(Dataset entries)
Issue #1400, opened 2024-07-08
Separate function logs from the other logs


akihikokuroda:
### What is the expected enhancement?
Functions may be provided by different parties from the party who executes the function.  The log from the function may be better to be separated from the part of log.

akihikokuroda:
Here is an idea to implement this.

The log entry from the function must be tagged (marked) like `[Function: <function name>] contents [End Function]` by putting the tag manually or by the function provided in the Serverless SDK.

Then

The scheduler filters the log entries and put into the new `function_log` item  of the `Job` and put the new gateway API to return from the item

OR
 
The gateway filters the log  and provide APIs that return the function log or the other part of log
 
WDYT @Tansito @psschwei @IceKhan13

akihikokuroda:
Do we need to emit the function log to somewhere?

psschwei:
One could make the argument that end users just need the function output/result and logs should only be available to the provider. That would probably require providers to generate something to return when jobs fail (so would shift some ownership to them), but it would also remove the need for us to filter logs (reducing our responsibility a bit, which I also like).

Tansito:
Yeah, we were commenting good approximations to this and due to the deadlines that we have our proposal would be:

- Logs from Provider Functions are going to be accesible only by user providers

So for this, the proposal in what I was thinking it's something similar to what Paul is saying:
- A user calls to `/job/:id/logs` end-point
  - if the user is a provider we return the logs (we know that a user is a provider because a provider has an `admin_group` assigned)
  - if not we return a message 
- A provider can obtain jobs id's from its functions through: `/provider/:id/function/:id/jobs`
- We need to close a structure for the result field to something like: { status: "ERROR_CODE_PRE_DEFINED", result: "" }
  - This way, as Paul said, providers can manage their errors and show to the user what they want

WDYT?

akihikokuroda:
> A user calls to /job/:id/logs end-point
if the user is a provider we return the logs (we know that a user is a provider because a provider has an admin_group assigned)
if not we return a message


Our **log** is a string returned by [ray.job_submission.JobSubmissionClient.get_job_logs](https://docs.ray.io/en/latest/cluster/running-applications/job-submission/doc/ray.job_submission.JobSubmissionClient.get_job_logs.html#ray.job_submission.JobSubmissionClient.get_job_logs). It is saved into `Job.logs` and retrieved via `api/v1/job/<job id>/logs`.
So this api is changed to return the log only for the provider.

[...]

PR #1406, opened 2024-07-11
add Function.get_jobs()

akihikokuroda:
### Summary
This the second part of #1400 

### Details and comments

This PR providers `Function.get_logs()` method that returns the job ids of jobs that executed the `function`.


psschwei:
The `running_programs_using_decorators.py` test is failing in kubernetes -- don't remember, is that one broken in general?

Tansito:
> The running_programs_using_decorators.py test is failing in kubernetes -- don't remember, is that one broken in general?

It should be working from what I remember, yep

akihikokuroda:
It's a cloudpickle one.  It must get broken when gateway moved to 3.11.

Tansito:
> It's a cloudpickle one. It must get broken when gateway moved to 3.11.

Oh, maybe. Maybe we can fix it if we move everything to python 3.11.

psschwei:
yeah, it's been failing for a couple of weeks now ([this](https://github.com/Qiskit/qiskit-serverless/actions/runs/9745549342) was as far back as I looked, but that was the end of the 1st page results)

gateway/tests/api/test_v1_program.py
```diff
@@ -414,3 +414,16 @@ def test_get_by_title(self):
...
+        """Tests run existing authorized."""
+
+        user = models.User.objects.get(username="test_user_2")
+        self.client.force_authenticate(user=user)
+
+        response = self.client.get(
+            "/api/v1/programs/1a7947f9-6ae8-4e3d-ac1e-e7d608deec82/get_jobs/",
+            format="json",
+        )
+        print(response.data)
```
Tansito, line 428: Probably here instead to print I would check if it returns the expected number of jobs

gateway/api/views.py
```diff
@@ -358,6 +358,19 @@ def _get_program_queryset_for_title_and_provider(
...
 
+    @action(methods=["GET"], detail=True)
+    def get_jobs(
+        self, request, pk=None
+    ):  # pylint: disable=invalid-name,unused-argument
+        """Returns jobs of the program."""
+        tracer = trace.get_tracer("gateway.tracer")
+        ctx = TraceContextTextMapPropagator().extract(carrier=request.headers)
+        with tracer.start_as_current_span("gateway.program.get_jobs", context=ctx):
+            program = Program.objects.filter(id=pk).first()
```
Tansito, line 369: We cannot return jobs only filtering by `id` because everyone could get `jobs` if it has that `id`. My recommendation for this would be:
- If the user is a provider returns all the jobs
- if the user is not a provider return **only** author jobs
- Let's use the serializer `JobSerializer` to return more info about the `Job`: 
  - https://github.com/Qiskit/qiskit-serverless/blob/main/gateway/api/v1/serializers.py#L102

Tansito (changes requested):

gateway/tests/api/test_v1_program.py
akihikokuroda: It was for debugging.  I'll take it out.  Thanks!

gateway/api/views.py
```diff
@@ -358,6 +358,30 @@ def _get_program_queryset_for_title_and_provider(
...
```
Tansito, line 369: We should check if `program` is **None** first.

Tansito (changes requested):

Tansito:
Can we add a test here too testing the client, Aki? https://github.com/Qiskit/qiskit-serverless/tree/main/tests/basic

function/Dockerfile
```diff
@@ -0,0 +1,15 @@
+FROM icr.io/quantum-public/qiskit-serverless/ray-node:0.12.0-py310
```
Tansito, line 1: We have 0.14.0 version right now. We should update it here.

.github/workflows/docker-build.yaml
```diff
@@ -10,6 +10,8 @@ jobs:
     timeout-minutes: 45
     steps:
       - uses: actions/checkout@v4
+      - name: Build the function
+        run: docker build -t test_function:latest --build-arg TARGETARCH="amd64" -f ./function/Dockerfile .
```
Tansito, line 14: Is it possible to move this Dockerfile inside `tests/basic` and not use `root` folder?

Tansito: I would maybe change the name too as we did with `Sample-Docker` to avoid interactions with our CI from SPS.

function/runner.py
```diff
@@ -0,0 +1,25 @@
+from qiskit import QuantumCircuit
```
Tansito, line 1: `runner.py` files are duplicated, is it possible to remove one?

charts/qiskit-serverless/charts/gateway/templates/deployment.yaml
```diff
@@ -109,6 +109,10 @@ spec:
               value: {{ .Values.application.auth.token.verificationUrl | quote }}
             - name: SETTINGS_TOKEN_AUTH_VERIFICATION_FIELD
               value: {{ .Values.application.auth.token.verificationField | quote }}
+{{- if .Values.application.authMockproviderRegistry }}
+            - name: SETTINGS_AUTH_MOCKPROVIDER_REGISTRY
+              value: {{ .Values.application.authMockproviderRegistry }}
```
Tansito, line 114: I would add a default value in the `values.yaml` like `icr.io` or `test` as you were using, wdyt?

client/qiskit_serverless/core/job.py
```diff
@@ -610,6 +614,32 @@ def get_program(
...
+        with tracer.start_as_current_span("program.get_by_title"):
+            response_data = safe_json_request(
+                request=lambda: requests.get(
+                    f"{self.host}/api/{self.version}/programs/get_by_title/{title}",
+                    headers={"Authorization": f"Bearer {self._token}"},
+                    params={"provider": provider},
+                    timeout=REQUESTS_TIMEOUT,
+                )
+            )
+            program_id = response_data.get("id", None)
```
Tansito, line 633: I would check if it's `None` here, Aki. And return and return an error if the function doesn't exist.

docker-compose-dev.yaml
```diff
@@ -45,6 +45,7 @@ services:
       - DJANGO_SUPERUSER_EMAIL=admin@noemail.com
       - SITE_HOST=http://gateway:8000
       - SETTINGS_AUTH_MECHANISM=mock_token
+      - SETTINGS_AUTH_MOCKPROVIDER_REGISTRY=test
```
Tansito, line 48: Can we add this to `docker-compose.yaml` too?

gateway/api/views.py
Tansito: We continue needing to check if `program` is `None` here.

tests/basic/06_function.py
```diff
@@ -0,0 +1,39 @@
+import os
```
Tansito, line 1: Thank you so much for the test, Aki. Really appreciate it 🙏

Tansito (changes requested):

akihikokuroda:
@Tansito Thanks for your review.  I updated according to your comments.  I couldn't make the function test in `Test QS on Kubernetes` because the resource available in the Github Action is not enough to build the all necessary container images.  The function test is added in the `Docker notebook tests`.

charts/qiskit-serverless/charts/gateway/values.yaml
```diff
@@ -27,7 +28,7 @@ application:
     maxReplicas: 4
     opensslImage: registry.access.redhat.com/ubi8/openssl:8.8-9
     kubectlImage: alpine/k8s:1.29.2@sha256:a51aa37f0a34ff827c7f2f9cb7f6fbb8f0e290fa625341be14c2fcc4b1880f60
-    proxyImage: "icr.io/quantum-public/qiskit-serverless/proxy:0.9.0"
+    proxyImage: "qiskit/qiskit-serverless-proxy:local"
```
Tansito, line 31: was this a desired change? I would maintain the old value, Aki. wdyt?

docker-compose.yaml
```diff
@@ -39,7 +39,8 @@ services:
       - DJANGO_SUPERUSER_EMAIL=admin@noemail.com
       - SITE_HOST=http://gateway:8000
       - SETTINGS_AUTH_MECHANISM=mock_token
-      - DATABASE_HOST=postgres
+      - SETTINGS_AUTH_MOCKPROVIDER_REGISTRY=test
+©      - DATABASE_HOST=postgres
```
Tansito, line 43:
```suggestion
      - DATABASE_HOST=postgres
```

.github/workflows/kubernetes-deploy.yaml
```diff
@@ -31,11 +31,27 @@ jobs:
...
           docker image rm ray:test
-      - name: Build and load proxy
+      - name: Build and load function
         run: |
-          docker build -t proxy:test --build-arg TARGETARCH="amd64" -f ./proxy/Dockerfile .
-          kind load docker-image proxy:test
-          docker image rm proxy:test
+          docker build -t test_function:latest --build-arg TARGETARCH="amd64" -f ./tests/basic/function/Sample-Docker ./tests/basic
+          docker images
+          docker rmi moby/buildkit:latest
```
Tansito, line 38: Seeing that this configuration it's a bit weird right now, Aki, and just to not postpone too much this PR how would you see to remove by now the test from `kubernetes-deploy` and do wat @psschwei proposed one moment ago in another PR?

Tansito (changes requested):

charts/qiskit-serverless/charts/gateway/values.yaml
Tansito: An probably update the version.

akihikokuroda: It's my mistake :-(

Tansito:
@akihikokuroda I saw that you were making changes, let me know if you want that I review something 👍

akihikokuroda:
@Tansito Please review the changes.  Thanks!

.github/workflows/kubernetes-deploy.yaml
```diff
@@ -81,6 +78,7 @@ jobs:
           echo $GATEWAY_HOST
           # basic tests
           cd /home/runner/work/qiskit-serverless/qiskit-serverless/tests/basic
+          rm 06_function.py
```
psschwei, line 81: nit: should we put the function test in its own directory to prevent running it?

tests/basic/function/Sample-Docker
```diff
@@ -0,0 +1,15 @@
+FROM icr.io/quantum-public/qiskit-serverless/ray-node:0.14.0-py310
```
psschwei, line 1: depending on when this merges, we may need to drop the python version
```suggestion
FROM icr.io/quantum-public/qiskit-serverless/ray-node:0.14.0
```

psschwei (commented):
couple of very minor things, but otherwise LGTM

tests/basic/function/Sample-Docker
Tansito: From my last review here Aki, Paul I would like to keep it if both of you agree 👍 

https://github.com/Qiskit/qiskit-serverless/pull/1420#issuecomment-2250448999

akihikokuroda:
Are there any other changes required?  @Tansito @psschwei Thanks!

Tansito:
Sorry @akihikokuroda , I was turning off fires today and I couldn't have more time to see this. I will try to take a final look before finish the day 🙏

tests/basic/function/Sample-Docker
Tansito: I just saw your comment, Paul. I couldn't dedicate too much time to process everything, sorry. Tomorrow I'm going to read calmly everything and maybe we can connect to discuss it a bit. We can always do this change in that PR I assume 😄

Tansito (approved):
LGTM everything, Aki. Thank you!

==

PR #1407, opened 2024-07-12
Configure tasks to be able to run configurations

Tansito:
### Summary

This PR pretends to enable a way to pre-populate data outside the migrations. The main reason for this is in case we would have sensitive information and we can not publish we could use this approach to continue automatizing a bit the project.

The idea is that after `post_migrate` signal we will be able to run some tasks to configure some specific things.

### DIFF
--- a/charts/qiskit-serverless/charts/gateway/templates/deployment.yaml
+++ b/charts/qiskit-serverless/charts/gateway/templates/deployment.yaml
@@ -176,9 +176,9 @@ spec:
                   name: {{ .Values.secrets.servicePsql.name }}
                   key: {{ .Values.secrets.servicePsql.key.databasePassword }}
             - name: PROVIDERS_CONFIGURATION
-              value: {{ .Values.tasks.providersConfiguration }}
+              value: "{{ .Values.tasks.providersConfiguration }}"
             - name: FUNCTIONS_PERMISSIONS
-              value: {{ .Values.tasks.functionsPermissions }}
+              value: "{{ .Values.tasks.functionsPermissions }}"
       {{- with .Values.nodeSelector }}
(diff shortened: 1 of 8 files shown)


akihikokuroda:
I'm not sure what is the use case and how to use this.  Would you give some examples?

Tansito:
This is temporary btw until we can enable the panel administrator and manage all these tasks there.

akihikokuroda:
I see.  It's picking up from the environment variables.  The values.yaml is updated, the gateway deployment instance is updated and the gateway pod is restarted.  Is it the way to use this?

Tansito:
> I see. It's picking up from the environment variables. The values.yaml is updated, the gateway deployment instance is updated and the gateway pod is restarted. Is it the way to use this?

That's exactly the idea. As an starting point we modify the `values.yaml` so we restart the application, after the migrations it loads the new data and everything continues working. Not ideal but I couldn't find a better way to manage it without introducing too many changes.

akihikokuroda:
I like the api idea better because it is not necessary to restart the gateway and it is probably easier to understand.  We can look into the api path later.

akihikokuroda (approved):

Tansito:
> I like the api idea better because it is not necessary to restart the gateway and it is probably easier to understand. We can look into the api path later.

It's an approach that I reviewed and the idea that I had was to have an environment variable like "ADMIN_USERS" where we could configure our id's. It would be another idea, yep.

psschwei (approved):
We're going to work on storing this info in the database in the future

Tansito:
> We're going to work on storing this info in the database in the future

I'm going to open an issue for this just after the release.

* * *

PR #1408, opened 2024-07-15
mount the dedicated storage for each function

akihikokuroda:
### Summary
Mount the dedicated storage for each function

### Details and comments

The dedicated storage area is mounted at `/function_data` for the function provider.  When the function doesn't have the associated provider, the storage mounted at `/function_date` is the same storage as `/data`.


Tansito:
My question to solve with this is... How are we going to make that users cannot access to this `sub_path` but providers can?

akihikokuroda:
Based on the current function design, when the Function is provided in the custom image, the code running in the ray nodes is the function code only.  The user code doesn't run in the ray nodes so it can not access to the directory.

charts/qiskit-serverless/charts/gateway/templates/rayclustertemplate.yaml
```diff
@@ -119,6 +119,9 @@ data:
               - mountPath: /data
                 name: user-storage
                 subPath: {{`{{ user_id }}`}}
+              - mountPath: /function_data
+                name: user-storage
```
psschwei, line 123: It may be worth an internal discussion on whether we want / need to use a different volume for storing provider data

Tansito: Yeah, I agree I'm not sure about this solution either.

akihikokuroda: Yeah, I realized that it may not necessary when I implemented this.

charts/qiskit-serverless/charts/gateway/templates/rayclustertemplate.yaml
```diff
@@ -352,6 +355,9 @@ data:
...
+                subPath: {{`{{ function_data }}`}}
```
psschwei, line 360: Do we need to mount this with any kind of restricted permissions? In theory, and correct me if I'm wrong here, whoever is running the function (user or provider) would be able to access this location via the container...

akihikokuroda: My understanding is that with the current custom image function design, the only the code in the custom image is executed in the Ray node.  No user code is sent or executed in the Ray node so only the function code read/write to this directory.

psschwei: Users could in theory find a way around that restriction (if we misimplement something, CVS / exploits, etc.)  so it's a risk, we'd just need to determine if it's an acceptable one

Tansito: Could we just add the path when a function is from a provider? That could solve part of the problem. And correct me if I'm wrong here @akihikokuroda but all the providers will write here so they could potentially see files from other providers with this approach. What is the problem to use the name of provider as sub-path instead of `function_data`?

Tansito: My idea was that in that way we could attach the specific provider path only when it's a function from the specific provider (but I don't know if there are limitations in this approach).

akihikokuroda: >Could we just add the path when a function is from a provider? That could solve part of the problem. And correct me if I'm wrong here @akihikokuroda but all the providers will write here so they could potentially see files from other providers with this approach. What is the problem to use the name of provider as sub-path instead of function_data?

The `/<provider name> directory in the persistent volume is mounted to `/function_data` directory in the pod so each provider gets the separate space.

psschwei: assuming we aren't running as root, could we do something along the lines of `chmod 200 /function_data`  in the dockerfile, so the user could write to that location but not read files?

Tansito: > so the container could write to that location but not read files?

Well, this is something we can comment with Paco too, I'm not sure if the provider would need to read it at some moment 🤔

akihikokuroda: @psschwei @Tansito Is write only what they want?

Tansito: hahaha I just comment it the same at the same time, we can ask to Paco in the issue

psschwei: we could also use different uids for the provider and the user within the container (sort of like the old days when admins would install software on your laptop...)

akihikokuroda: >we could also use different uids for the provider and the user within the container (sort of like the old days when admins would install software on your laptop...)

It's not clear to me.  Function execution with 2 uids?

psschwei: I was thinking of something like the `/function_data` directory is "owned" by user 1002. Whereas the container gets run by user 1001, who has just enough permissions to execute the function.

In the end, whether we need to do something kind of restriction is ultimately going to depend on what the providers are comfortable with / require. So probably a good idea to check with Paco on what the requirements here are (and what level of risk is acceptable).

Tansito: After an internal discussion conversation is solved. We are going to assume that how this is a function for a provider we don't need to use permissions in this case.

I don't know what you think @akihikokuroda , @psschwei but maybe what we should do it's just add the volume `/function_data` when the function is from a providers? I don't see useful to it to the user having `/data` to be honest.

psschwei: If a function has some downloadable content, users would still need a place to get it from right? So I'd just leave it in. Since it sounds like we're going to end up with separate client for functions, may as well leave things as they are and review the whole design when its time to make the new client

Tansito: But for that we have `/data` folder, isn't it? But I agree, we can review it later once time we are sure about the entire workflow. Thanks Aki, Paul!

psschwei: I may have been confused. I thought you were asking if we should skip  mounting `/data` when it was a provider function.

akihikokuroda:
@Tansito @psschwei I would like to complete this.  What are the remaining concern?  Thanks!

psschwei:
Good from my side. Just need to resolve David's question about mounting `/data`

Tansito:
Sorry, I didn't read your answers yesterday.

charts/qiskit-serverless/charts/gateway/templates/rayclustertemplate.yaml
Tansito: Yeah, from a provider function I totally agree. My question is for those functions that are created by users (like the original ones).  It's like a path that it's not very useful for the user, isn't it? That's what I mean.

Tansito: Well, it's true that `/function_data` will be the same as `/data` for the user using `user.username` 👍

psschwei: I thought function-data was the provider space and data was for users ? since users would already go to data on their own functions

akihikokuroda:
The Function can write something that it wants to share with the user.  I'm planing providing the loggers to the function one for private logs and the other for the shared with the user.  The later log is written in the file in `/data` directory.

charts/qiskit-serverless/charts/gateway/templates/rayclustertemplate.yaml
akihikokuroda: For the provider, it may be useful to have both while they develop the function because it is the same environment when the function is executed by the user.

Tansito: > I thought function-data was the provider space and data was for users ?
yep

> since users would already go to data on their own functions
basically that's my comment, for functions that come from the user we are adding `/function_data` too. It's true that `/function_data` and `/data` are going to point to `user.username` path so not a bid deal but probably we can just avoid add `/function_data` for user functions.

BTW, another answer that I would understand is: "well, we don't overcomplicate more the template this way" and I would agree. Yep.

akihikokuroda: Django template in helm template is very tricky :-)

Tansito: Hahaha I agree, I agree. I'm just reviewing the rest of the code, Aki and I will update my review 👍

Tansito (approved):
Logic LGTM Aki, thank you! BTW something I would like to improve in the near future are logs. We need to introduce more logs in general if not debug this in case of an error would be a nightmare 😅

Problem description — Lines from the entries that contain the string "access" are what must be copied.

Written reply —
     opensslImage: registry.access.redhat.com/ubi8/openssl:8.8-9
My question to solve with this is... How are we going to make that users cannot access to this `sub_path` but providers can?
Based on the current function design, when the Function is provided in the custom image, the code running in the ray nodes is the function code only.  The user code doesn't run in the ray nodes so it can not access to the directory.
psschwei, line 360: Do we need to mount this with any kind of restricted permissions? In theory, and correct me if I'm wrong here, whoever is running the function (user or provider) would be able to access this location via the container...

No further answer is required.